Medicare Does a Bad Job Setting Fees

Medicare Does a Bad Job Setting Fees

Traditional "fee-for-service" (FFS) Medicare — which pays providers a fee for each service delivered — is the nation's largest health-insurance program, enrolling 38.1 million aged and disabled beneficiaries in 2014. The program pays more than 200 million claims for inpatient hospital admissions and home-health-care visits each year, and 1 billion claims for doctors' services. There are about 10,000 different services for doctors alone, and each of these fees is set through an administrative process that attempts to discern the cost of producing that service — called the "relative value" — in terms of the costs of physician work, practice expenses, and liability insurance.

Not surprisingly, Medicare fees substantially influence the prices that private-sector insurers pay for services. To save time and effort in developing their own fee schedules, many private payers have adopted the Medicare fees outright. And when Medicare raises its fees, private insurers have to go along to some degree, or else providers will become less likely to see privately insured patients.

But FFS Medicare does a bad job of setting these fees. A new analysis that we conducted for the Mercatus Center at George Mason University explains why — and suggests how to fix the system.

We focused on the fees for doctors' services, although much of our analysis applies to the fees that Medicare pays for hospital admissions as well. For doctors, the program has struggled for many years to increase the value of "evaluation and management" services — think of these as "primary care" — in relation to tests and procedures. Evaluation and management services are vital for managing the health of aged and disabled Medicare beneficiaries, many of whom have multiple chronic health problems.

In principle, Medicare could collect fine-grained data on medical costs from a representative sample of physicians. Instead, the data are collected, and updates to the fees are recommended, by a private body whose committees are drawn disproportionately from the major specialty societies. This body, known as the Relative Value Scale Update Committee or RUC, resists rebalancing the fees, despite advances in technology that have reduced the cost of tests and procedures.

Conflicts of interest are not the only problem with the fee-setting process. The RUC relies on flawed surveys to determine the relative values of different services. It sometimes cherry-picks the results if the data are deemed to be flawed or incomplete. And it often uses unrealistic assumptions that inflate the cost of the equipment that is used for diagnostic testing.

Part of the blame can be laid at the door of the Centers for Medicare and Medicaid Services, the government agency that oversees Medicare and reviews the recommendations coming from the RUC, though its performance has improved in recent years. In the past, CMS almost always accepted the RUC's recommendations, but substantial changes in the oversight process have given the agency more authority and funding. It now accepts only about half of the RUC's recommendations.

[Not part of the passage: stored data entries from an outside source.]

PR #1636, opened 2016-07-28
Add gmf-editfeature in desktop and desktop_alt apps

adube:
This PR introduces the `gmf-editfeature` directive in the **dektop** and **desktop_alt** applications.

## Todo

 * [x] Issue - both the query and edit tools can be active at the same time. You can see this in action in the desktop app.
 * [x] review

## Live demo

You need to be logged in to see the editing tools.  Also, you need to have the "Editing" theme in order to have layers in the drop down list.

 * (Desktop Alternate) https://adube.github.io/ngeo/gmf-editfeature-app/examples/contribs/gmf/apps/desktop_alt/index.html?baselayer_ref=map&lang=fr&map_x=537500&map_y=152851&map_zoom=3&tree_groups=Edit&tree_group_layers_Edit=line%2Cpolygon%2Cpoint

 * (Desktop) https://adube.github.io/ngeo/gmf-editfeature-app/examples/contribs/gmf/apps/desktop/

### DIFF
--- a/contribs/gmf/src/controllers/abstractdesktop.js
+++ b/contribs/gmf/src/controllers/abstractdesktop.js
@@ -158,70 +158,9 @@ gmf.AbstractDesktopController = function(config, $scope, $injector) {
       features: new ol.Collection()
     }),
     style: function(feature, resolution) {
-      // (1) Style definition depends on geometry type
-      var white = [255, 255, 255, 1];
-      var blue = [0, 153, 255, 1];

But even if CMS could collect unbiased data and evaluate it in a neutral manner, the fee-setting process still would be flawed until its deeper assumptions were challenged. Most important is the assumption that physicians' fees should be based on administrative data, in an attempt to create a semblance of market prices.

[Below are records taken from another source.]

PR #1637, opened 2016-07-28
Add form-control to the layer <select> element

adube:
Adds the `form-control` to the select element of the `gmf-editfeatureselector` directive.

## Todo

 * [ ] There's a small "glitch" when selecting a layer.  The select element stays visible for a short while.  It didn't do that without `form-control`.  What should we do about that ? 

## Live demo

 * https://adube.github.io/ngeo/gmf-editfeature-select-form-control/examples/contribs/gmf/editfeatureselector.html


pgiraud:
Thanks.

PR #1640, opened 2016-07-28
Use 'editable' theme node property as configuration

adube:
This PR uses the `editable` theme node property as configuration for the `gmf-editfeatureselector` directive to determine which layers are editable. Adjust the other examples as well.

In order to see it in action, we need the layer tree.  This requires #1636 to be merged first.

## Todo

 * [x] Wait for #1636 to be merged first
 * [x] Review

## Live example

 * https://adube.github.io/ngeo/gmf-editfeature-editable/examples/contribs/gmf/apps/desktop_alt/index.html?baselayer_ref=map&lang=fr&map_x=537500&map_y=152851&map_zoom=3&tree_groups=Edit&tree_group_layers_Edit=line%2Cpolygon%2Cpoint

Medicare fees indeed should reflect market prices. Unfortunately, it's impossible for a government agency to set prices that replicate those resulting from millions of independent transactions between buyers and sellers in a competitive market. But CMS can do better, by harnessing the power of actual competition instead of relying on administrative data.

We suggest having providers bid on the fee schedule or bundles of services, and then using the bids to set Medicare fees. Providers could set their prices wherever they liked, but those with higher bids would be placed in higher tiers. Medicare beneficiaries would pay higher out-of-pocket costs for providers in higher tiers — a strategy that has worked in the private sector. This already happens to some extent with hospital admissions, but it could be extended to bundles of services that include outpatient care.

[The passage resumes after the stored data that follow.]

PR #269, opened 2019-09-09
Reorganization

breuleux:
Based on #268 

* Replace the embed, typeof, array_len and tuple_len primitives by macros.
* Remove py_implementations for all operations that are removed by simplify_types.
* Remove the hack in DebugVM to support a few macros and metagraphs and adjust tests accordingly.
* Make method_map use inheritance patterns, so that xtype.Int can use the methods defined on xtype.Number and xtype.Int.


myia/vm.py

For this system to be effective, beneficiaries would have to care about the higher cost of higher-tier providers. This form of exposure has been difficult in the past, because many FFS Medicare beneficiaries buy "Medigap" policies that cover some out-of-pocket costs. A key part of any reform must be to prevent these policies from insulating beneficiaries from the added cost of more expensive providers — providers we know are more expensive because they have told us so, in their bids.

Medicare needs to find a new way to set fees. A bidding system could be the solution — but for this to be successful, beneficiaries must have some skin in the game.

Roger Feldman is the Blue Cross professor of health insurance and professor of economics at the University of Minnesota. Robert Coulam is professor of practice in health policy and management at the Simmons College School of Management. Bryan Dowd is the Mayo professor in the Division of Health Policy and Management at the School of Public Health, University of Minnesota. All are coauthors of new research on "Medicare's Role in Determining Prices Throughout the Health Care System" published by the Mercatus Center at George Mason University.